If, in connection with the treatment of capecitabine marked hyperbilirubinemia, more than 3 times the ULN, or elevated liver aminotransferases (GOLD, IS) more, than 2.5 times the ULN, the use of capecitabine should be interrupted. It can be resumed when the level of bilirubin and liver transaminases below these limits. In diseases of the liver nonmetastatic nature therapy is performed under close supervision. Pharmacokinetics in liver disease, not due to liver metastases, as well as severe hepatic insufficiency has not been studied.
Patients, while receiving capecitabine and oral anticoagulants (coumarin derivatives), should be carefully monitored indicators clotting (prothrombin time) and adjust the dose of anticoagulant.
Overdose
Symptoms: nausea, vomiting, diarrhea, mukozit, gastrointestinal irritation and bleeding, as well as the suppression of bone marrow function.
Treatment: symptomatic therapy.
Drug Interactions
Capecitabine enhances the effects of indirect anticoagulants, which may lead to a violation of indicators of coagulation and bleeding after a few days or months after initiation of therapy with capecitabine, in one case, – a month after its completion. Increases in AUC of warfarin 57% and INR 91%.
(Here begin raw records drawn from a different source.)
Issue #365, opened 2026-09-10
GPX import: per-activity timezone, derived from the start coordinate (#260 F7)


rui-nar:
## Problem

An imported activity's timezone is asserted, not modelled. `import_gpx_activity` sets both `start_date` and `start_date_local` to `datetime.combine(day, clock, tzinfo=timezone.utc)` and writes the literal string `"UTC"` into `Activity.timezone` (`api/activities.py:396-425`).

For a trip in Japan, a user entering "09:00" gets a `start_date` of 09:00Z — nine hours off in every UTC-ordered comparison — while the local label happens to look right. Days mixing Strava-synced and GPX-imported activities can therefore sort wrong.

Split out of #260 (finding F7): v2 deliberately keeps today's behaviour rather than half-fixing it.

## The model that survives

A **per-activity** timezone derived from the track's start coordinate:

- It is what Strava already gives us for synced activities, so the two sources would finally agree.
- A trip crossing timezones is the normal case for this app, not the exception — so a single trip-level timezone field would be wrong, not merely coarse.
- GPX timestamps are UTC by spec, so coordinate + UTC instant is enough to resolve the local offset exactly, with no question put to the user.

## Cost to weigh before starting

- Needs a coordinate → zone lookup. Nothing in `requirements.txt` does this today (`zoneinfo` is stdlib but needs a zone *name*; `src/services/hafas_service.py` gets its names from HAFAS). `timezonefinder` carries ~40-50 MB of boundary data — check the image-size impact against the Docker build before committing to it.
- Needs its own backfill decision for existing GPX-imported rows.

## Acceptance criteria

1. A GPX imported into a trip abroad stores a `start_date` whose UTC instant is correct and a `start_date_local` that matches the wall clock at the track's start.
2. `Activity.timezone` carries a real zone name, not the literal `"UTC"`.
3. Existing GPX-imported rows are either corrected or explicitly left alone, with the choice recorded here.
4. Tests cover a trip spanning two timezones.

PR #404, opened 2026-09-12
feat(gpx): the file speaks first — pick, review, confirm (#260 unit 5)

rui-nar:
## Summary

**Unit 5 of the #260 plan** — the flow the four units before it were for.

> Stacked on #402 (unit 4) → #396 → #395. Review those first; this diff is `f4238fc` alone.

The old dialog asked for a date, a start time, an end time and an activity type up front, uploaded, and *only then* said whether the file was acceptable at all. A user filled in four fields for a ride they did three weeks ago and learned afterwards that the file had two tracks in it.

Picking a file now inspects it — the dry run from unit 4, which writes nothing — and the review step opens with everything the file already knew filled in: name, type, when it happened, distance, climb, and the track **drawn as a thumbnail** so "wrong file" is obvious while that still costs nothing. Every field stays editable, because the file is not always right.

### A test per state, because each state is a way the old dialog failed someone

| state | what it does now |
|---|---|
| reading | progress while a large file is parsed |
| several tracks | a choice, each with distance, climb and duration; unusable ones greyed **with the reason** rather than hidden |
| one usable among several | no question asked — straight to review |
| planned route | no clock, so date and times are empty and marked required rather than invented |
| duplicate | named *before* the import, not refused after it |
| date outside the trip | flagged, not blocked — importing the ride from the day before a trip is legitimate; silently extending the trip is not |
| rejection | back to the pick step with the server's own reasons |
| success | hands back the activity so the caller offers **View** and **Undo** |

### Three details worth their lines

**Untouched times are not sent back.** The form carries only `HH:MM` and the file's start has seconds in it, so echoing the truncated value would change the fingerprint the server dedupes on — and a re-import would not be recognised. This is the unit-4 contract trap the reviewer flagged, honoured on the client side.

**The type list gained "Other".** A kayak or a ski tour could previously only be imported as a mislabelled hike.

**The picker asks for `FileType.any`, not `custom` + `gpx`.** Custom greys out files whose UTI iOS does not recognise, and `.gpx` arriving from Mail or iCloud commonly is one — which may well mean GPX import has been unusable on iOS since it shipped. The server is the only thing that can really judge a GPX anyway.

Plus: the date picker aims at the trip rather than at today (a trip edited in February may be last summer's), and the dialog is sized to the viewport since a fixed 420 clipped it on a narrow phone.

### Server side

`inspect` gained a thinned preview outline per candidate, so the thumbnail has something to draw: stride-sampled to at most 200 points, first and last always kept. Stride rather than Douglas-Peucker because this is a thumbnail — a predictable point count in one pass, not the minimal set within a tolerance. A 50k-point track encodes to ~250 KB; this to about 1.

### Three of these tests failed on their first container run, all three my error

Worth stating plainly, since it is the second time this session:

- `MockClient` hands its handler a **materialised `Request`**, not the `MultipartRequest` that was sent, so `as MultipartRequest` threw. Fields are read out of the encoded body now.
- An outer `MediaQuery` is **discarded** — `MaterialApp` builds its own from the view — so the narrow-phone test was measuring an 800px window. It uses `setSurfaceSize`.
- The "unusable track" test asserted a choice the dialog **rightly does not offer**: with one importable track it skips the question. The premise was wrong, not the code; it now covers both shapes.

## Test plan

- [x] `flutter test` in the pinned container — **1480 passed** (16 of them this dialog's)
- [x] `flutter analyze` — no issues
- [x] `pytest tests/` — **2896 passed, 3 skipped**

## Release notes

Part of #260. Next: unit 6 — provenance surfaces (badge tooltip and semantics, the editor header, a source filter).


rui-nar:
## Adversarial review applied (`641691d`)

Verdict was **not merge-ready**, on three findings a user would hit without understanding why. All six actionable ones are fixed; the seventh is filed as #405.

### Touching any date or time field moved the activity by hours

The model converted the file's times to the device's local zone — which is the right thing to *display*, 09:33 for a 07:33Z ride under CEST — but the form posts `HH:MM` back and the server reads that as **UTC**. So opening the End picker and pressing **OK without changing anything** stored the ride two hours late, with nothing on screen looking wrong.

Times are kept in UTC now: displayed and submitted on one clock, until there is a real per-activity timezone to hold (#365).

**The test for this asserts `isUtc`, not the hour.** The container runs in UTC, where the hour alone looks correct — a test checking `startedAt.hour == 7` would have passed the whole time the bug shipped. That is the shape of test this defect needed.

### A ride over midnight could not be imported at all

Worse than it sounds, because **no user action was required**: the file's own span of 22:30 → 01:10 hit a minutes-past-midnight comparison and was refused while the form still said *"read from the file"*. And the user could not work around it — supplying times put both clocks on one date, which the server also rejected.

The server rolls an end before the start onto the next day now, the dialog says *"ends the next day"*, and only an identical start and end is wrong.

**That reverses one of my own server tests.** `test_end_time_before_start_time_rejected` asserted the old refusal — it was encoding the bug. It is now two tests: a night ride imports, and a zero-length one does not.

### A network error left a spinner turning with Cancel disabled

```dart
_stage = _fileBytes == null ? _Stage.pick : _stage;   // never null here
```

`_send` returns early when `_fileBytes` is null, so at that line it cannot be — the assignment was a no-op and the stage stayed `reading` or `submitting`, where Cancel is disabled. The only way out of the dialog was tapping the barrier. It returns to a stage the user can act from, and there are tests for both the inspect and the import path.

### Three more

- **A file whose only track is unusable** opened the review step on it: a form that could never be submitted, with the reason nowhere on screen. The reasons now appear where the file was picked — which is what the PR body already claimed happened.
- **An unrecognised `<type>`** left Import dead with no explanation, while every other missing field says "Required". The dropdown now says what it needs.
- **`_preview_polyline`'s stride used floor division**, so 399 points passed a cap documented as 200 completely untouched. Ceiling division, and the final point is appended only when the stride actually missed it.

### Filed rather than fixed here: #405

Undo can delete through the wrong trip, because `delete_local_activity` never checks the activity belongs to the project it was called for — it validates only that the id is local and the row exists. Pre-existing server laxity; this PR created the reachable path (the snackbar outlives the screen and the notifier's ref is read at tap time). **The client now checks the ref before deleting**, so the path is closed, but the server gap is real and #405 carries it — including the case that makes it more than a one-line fix: an orphaned local row, which `d5b1c0a2e3f4` documents as a genuine state, must stay deletable.

### Downgraded from the interim note

The painter's NaN assertion is unreachable — the server 500s on encoding a NaN polyline before it could be sent — and the model only throws on JSON *types* the server never emits. Neither is a finding.

### Verification

- [x] `flutter test` in the container — **1496 passed**
- [x] `pytest tests/` — **2897 passed, 3 skipped**
- [x] `flutter analyze` — no issues
- [x] 10 new tests; all 7 dialog ones confirmed failing against the previous commit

Research on the interaction of capecitabine and other drugs, метаболизирующихся изоферментом CYP2С9, not carried out. Caution should be exercised in the appointment of capecitabine with these drugs.
Capecitabine increases the concentration of phenytoin plasma. Expected, that it is based on the suppression of CYP2C9 isoenzymes influenced capecitabine. Patients, prinimayushtih capecitabine odnovremenno with fenitoinom, to regularly monitor the concentration of phenytoin plasma.
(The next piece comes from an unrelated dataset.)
PR #222, opened 2021-09-01
plaform/util: enable SELinux for all arch

tormath1:

Since `arm64` is going to support `SELinux`, there is no more need to not enable SELinux for `arm64` in the tests runtime.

Antacids, containing aluminum and magnesium hydroxide, slightly increases the concentration of capecitabine and one metabolite (5′-DFCR) plasma; three osnovnыh metabolite (5′-DFUR, 5-FU and FBAL) capecitabine they do not affect.
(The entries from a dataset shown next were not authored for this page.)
PR #225, opened 2021-09-03
kola/test/docker: enable `docker.selinux` for all arch

tormath1:
SELinux is now supported on ARM64

## Testing done

```
# get image from SELinux PR https://github.com/kinvolk/coreos-overlay/pull/1245
wget https://storage.googleapis.com/flatcar-jenkins/developer/developer/boards/arm64-usr/2021.09.01%2Bdev-flatcar-master-3470/flatcar_production_image.bin.bz2
sudo ./bin/kola run --channel alpha --board arm64-usr --key ${HOME}/.ssh/id_rsa.pub -k -b cl --qemu-bios ./flatcar_production_qemu_uefi_efi_code.fd  -p qemu --qemu-image ./flatcar_production_image.bin docker.selinux
```

### DIFF
--- a/kola/tests/docker/docker.go
+++ b/kola/tests/docker/docker.go
@@ -55,12 +55,11 @@ type simplifiedDockerInfo struct {
 
 func init() {
 	register.Register(&register.Test{
-		Run:           dockerSELinux,
-		ClusterSize:   1,
-		Name:          "docker.selinux",
-		Distros:       []string{"cl"},
-		Channels:      []string{"alpha", "beta"},
-		Architectures: []string{"amd64"},
+		Run:         dockerSELinux,
+		ClusterSize: 1,
+		Name:        "docker.selinux",
+		Distros:     []string{"cl"},
+		MinVersion:  semver.Version{Major: 2942},
 	})
 	register.Register(&register.Test{
 		Run:         dockerNetwork,
--- a/CHANGELOG.md
+++ b/CHANGELOG.md
@@ -10,6 +10,7 @@ The format is based on [Keep a Changelog](https://keepachangelog.com/en/1.0.0/),
 
 ### Changed
 - Enabled SELinux for ARM64 ([#222](https://github.com/kinvolk/mantle/pull/222/))
+- Enabled `docker.selinux` test for ARM64 ([#225](https://github.com/kinvolk/mantle/pull/225))
 
 ### Removed
 


kola/tests/docker/docker.go
```diff
@@ -55,12 +55,11 @@ type simplifiedDockerInfo struct {
...
-		ClusterSize:   1,
-		Name:          "docker.selinux",
-		Distros:       []string{"cl"},
-		Channels:      []string{"alpha", "beta"},
-		Architectures: []string{"amd64"},
+		Run:         dockerSELinux,
+		ClusterSize: 1,
+		Name:        "docker.selinux",
+		Distros:     []string{"cl"},
+		Channels:    []string{"alpha", "beta"},
```
pothos, line 62: While at it we should switch this to using `MinVersion` or we will forget this when the next channel transition happens

pothos: `MinVersion:       semver.Version{Major: 2942},` should mean everything newer, including the current beta?

tormath1: why not `MinVersion: semver.Version{Major: 2984},` ? SELinux changes will be available only in the next `alpha` :thinking:

pothos: Ah yes, I just thought about the existing `beta` value

tormath1: This is an edge case actually:
  * SELinux `amd64` is available on `alpha`/`beta`
  * SELinux `arm64` is only on `main` atm

so:
* `MinVersion: semver.Version{Major: 2942},`: will make the test fail on `arm64` for both beta / alpha
* `MinVersion: semver.Version{Major: 2984},`: will make the test disappears for `amd64` for both beta / alpha

pothos: Yes, `MinVersion: semver.Version{Major: 2984},` is the right one :D

pothos: Better to skip the tests than have them fail when doing a bugfix release

pothos: ah, wait, didn't get it fully when reading the first time… we have no way to specify the version per architecture, complicated. I think it's ok to let it fail for arm64 on Alpha bugfix releases then and use `2942`.

tormath1: ok done with `2942` :)

pothos (approved):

Calcium folinate (leucovorin) It did not affect the pharmacokinetics of capecitabine and its metabolites, may enhance the toxic effect of capecitabine.
With simultaneous use of capecitabine with sorivudinom and its analogues could potentially happen fatal gain fluoropyrimidine toxicity due to suppression of dihydropyrimidine dehydrogenase sorivudinom.
Conditions of supply of pharmacies
The drug is released under the prescription.
Conditions and terms
List B. The drug should be stored at a temperature no higher than 30 ° C, out of reach of children. Shelf life – 2 year (bottles), 3 year (blisters). The drug should not be used beyond the expiration date.